§ 19. Mr. Nicholas Bakerasked the Secretary of State for Industry what steps he is taking to compensate the companies owning assets nationalised under the Aircraft and Shipbuilding Act 1977; and if he will make a statement.
§ Mr. Adam ButlerCompensation is not yet determined for 12 out of the 25 companies. Payments on account totalling £60 million have been made in respect of the 12 companies. Arbitration is in progress concerning three of the companies. The position remains open in respect of the remaining nine companies, effectively involving seven negotiations. These inevitably raise some particularly intractable issues. It would not be appropriate for 935 me to comment further on individual cases.
§ Mr. BakerWill the Minister give an assurance that the Government have not been dragging their feet in this matter? It appears that these negotiations have taken an unconscionable amount of time. Can he say whether the possibility of denationalisation has entered these negotiations?
§ Mr. ButlerI assure my hon. Friend that Ministers have not been dragging their feet.

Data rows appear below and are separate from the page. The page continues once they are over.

PR #229, opened 2026-04-30
Added bot detection to the request middleware flow

D-Agam:
checking isBot in req for automatic detection instead of recalculating bot details from the user agent.


D-Agam-tech:
Any future bot list changes can be made in the 1mg_web repo without duplicating them in catalyst-core.
Adding isBot to the request in addDeviceDetails in 1mg_web so Catalyst renderer can reuse the bot detection result.

trinachoudhury1mg:
@Uttkarsh-Srivastava - Merging this but we need to cleanup bot logic once and for all to cater access to users to provide customization be it list level or function level to drive bot logic

PR #252, opened 2026-05-22
fix(serve): hard-fail when build is stale vs current config

### LINKED ISSUE #251: catalyst serve silently serves stale build when config.json changes between build and serve
## Summary

`catalyst serve` happily serves a build whose embedded asset host no longer matches `config/config.json`. The boot log prints the new host, while the HTML it serves still references chunks at the old host. The result on a device is "page loads, no JS/CSS" with no obvious signal from the serve process.

This is easy to hit when developing on a laptop whose local IP changes (Wi-Fi switch, tethering on/off, etc.) and you update `PUBLIC_STATIC_ASSET_URL` but forget to rebuild before `npm run serve`.

## Repro

1. Set `PUBLIC_STATIC_ASSET_URL` to `http://A:3005` in `config/config.json`.
2. `npm run build`.
3. Edit config so `PUBLIC_STATIC_ASSET_URL` is `http://B:3005`.
4. `npm run serve`.
5. Server logs `Local: http://B:3005`.
6. `curl http://B:3005/` — the HTML references `http://A:3005/assets/...` for `runtime.*.js` and all chunks.

## Why it happens

In `packages/catalyst-core/src/webpack/base.babel.js`, webpack's `publicPath` and `DefinePlugin` bake `PUBLIC_STATIC_ASSET_URL` and `PUBLIC_STATIC_ASSET_PATH` into the client bundle at build time. `serve.js` re-reads `config.json` at startup and uses it for the boot log + `NODE_SERVER_HOSTNAME`/`PORT`, but never checks whether the values that were embedded in the build still match the current config. So the two diverge silently.

The misleading log makes the misconfig hard to spot — everything looks healthy on the serve side; only an inspection of the served HTML reveals the bug.

## Proposed fix

Have `build` persist the values that webpack embeds, and have `serve` refuse to start when the current config diverges from the embedded values.

PR: https://github.com/tata1mg/catalyst-core/pull/252

## Notes / open questions

- Tracked keys are scoped to the values that actually get embedded into client assets (`PUBLIC_STATIC_ASSET_URL`, `PUBLIC_STATIC_ASSET_PATH`). `CLIENT_ENV_VARIABLES` values are also embedded via DefinePlugin and arguably belong in the check — open to extending the tracked set if maintainers prefer.
- Hard-fail vs warn-and-continue: the PR hard-fails, since silently serving a broken build is exactly the bug. Happy to make it a `--allow-stale-build` opt-out if hard-fail is too aggressive.

sauravvarma:
## Summary

- Tracks `PUBLIC_STATIC_ASSET_URL` and `PUBLIC_STATIC_ASSET_PATH` in `BUILD_OUTPUT_PATH/build-meta.json` at build time (the values webpack embeds into the client bundle via `publicPath` + `DefinePlugin`).
- On `catalyst serve` startup, compares the embedded values against the current `config/config.json` and exits with a clear diff message on mismatch.
- Missing `build-meta.json` (older builds) emits a warning and proceeds — no break for existing deployments.

Closes #251.

## Why

`catalyst serve` currently re-reads `config.json` for the boot log and `NODE_SERVER_HOSTNAME`/`PORT`, but the asset host that ends up in the served HTML was frozen at build time. When config changes between build and serve (common when local IP changes), serve logs `Local: http://<new-host>` while the HTML still references chunks at the old host. On a device this looks like "page loads, no JS/CSS" with no signal from the serve process.

## Behavior

Before (config changed from `A` to `B` after the build, then `npm run serve`):
```
Local: http://B:3005
```
…and the HTML embeds `http://A:3005/assets/runtime.*.js`. Silent stale serve.

After:
```
[serve] Build is stale relative to config/config.json.

The following values were baked into the build but differ from the current config:

  PUBLIC_STATIC_ASSET_URL
    built with: http://A:3005
    config now: http://B:3005

These values are embedded into client assets at build time, so serving this build
would reference assets at the old host. Run npm run build to rebuild.
```
Exit code 1.

## Test plan

- [ ] `npm run build` in a fixture app writes `build/build-meta.json` with current `PUBLIC_STATIC_ASSET_URL` / `PUBLIC_STATIC_ASSET_PATH`.
- [ ] `npm run serve` with matching config starts normally.
- [ ] Mutate `PUBLIC_STATIC_ASSET_URL` in `config/config.json` and re-run `npm run serve` — exits non-zero with the diff message above, no server process spawned.
- [ ] Delete `build/build-meta.json` and re-run `npm run serve` — emits the "skipping check" warning and proceeds (backwards-compat with builds from prior versions).

## Notes / open questions

- Hard-fail is intentional: the bug is precisely that the broken state was silent. Happy to convert to warn-and-continue or gate behind a `--allow-stale-build` flag if maintainers prefer.
- Currently only the two `PUBLIC_STATIC_ASSET_*` keys are tracked. `CLIENT_ENV_VARIABLES` values are also embedded via `DefinePlugin`; extending the check to those is a small follow-up if desired.

### DIFF
--- a/packages/catalyst-core/src/scripts/build.js
+++ b/packages/catalyst-core/src/scripts/build.js
@@ -1,8 +1,27 @@
+const fs = require("fs")
 const path = require("path")
 const { green, cyan, yellow } = require("picocolors")
 const { name } = require(`${process.cwd()}/package.json`)
-const { BUILD_OUTPUT_PATH } = require(`${process.cwd()}/config/config.json`)
+const appConfig = require(`${process.cwd()}/config/config.json`)
+const { BUILD_OUTPUT_PATH, PUBLIC_STATIC_ASSET_URL, PUBLIC_STATIC_ASSET_PATH } = appConfig
 const { arrayToObject, printBundleInformation, runBuildCommands } = require("./scriptUtils.js")
+
+const BUILD_META_FILENAME = "build-meta.json"
+
+/**
+ * @description - Persists the config values that webpack bakes into the bundle so
+ * that `serve` can detect when the build is stale relative to the current config.
+ * Only keys whose values get embedded into client assets at build time are tracked here.
+ */
+function writeBuildMeta() {
+    const meta = {
+        PUBLIC_STATIC_ASSET_URL,
+        PUBLIC_STATIC_ASSET_PATH,
+        builtAt: new Date().toISOString(),
+    }
+    const metaPath = path.join(process.cwd(), BUILD_OUTPUT_PATH, BUILD_META_FILENAME)
+    fs.writeFileSync(metaPath, JSON.stringify(meta, null, 2))
+}
 
 /**
  * @description - creates a production build of the application.
@@ -36,6 +55,8 @@ function build() {
             ...argumentsObject,
         },
     })
+
+    writeBuildMeta()
 
     console.log(green("Compiled successfully."))
     console.log("\nFile sizes after gzip:\n")
--- a/packages/catalyst-core/src/scripts/serve.js
+++ b/packages/catalyst-core/src/scripts/serve.js
@@ -1,8 +1,64 @@
+const fs = require("fs")
 const path = require("path")
 const { spawnSync } = require("child_process")
+const { red, yellow, cyan } = require("picocolors")
 const { arrayToObject } = require("./scriptUtils")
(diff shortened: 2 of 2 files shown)


Uttkarsh-Srivastava:
LGTM 👍🏽. This can be merged. This has conflicts with main though.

It is a highly complicated matter and in some cases there is a difference between what is asked by the previous owners and what the Act appears to allow. This dictates a longer period of negotiation. Compensation payments and denationalisation are separate matters, but it remains the firm policy of the Government to introduce private sector capital into British Shipbuilders at an appropriate time.
§ Mr. Les HuckfieldDoes not the hon. Gentleman understand that, despite what he says, he is trying to denationalise an industry which has not yet been properly nationalised? Does he accept that, on the basis of the replies that he has given today, there is nothing in his Bill, and there will be nothing on the statute book if the aerospace denationalisation Bill gets through, to prevent British Aerospace from being either broken up or taken over, lock, stock and barrel, by foreigners?
§ Mr. ButlerI am interested in what the hon. Gentleman says about the companies not being properly nationalised, but I understand that, in law, ownership was transferred on vesting day. In regard to the hon. Gentleman's repeated remarks about the aerospace industry, I can say only that there are none so deaf as those who will not hear.